§ Problem details: In full and without change, return each entry.

§ Material for this exercise:
PR #1374, opened 2022-06-14
API Updates for beta branch

pakrym-stripe:
Codegen for openapi v154.
r? @dcr-stripe
cc @stripe/api-libraries

## Changelog
Specs are identical


.github/workflows/ci.yml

§ Response to the task:
PR #1374, opened 2022-06-14
API Updates for beta branch

pakrym-stripe:
Codegen for openapi v154.
r? @dcr-stripe
cc @stripe/api-libraries

## Changelog
Specs are identical


.github/workflows/ci.yml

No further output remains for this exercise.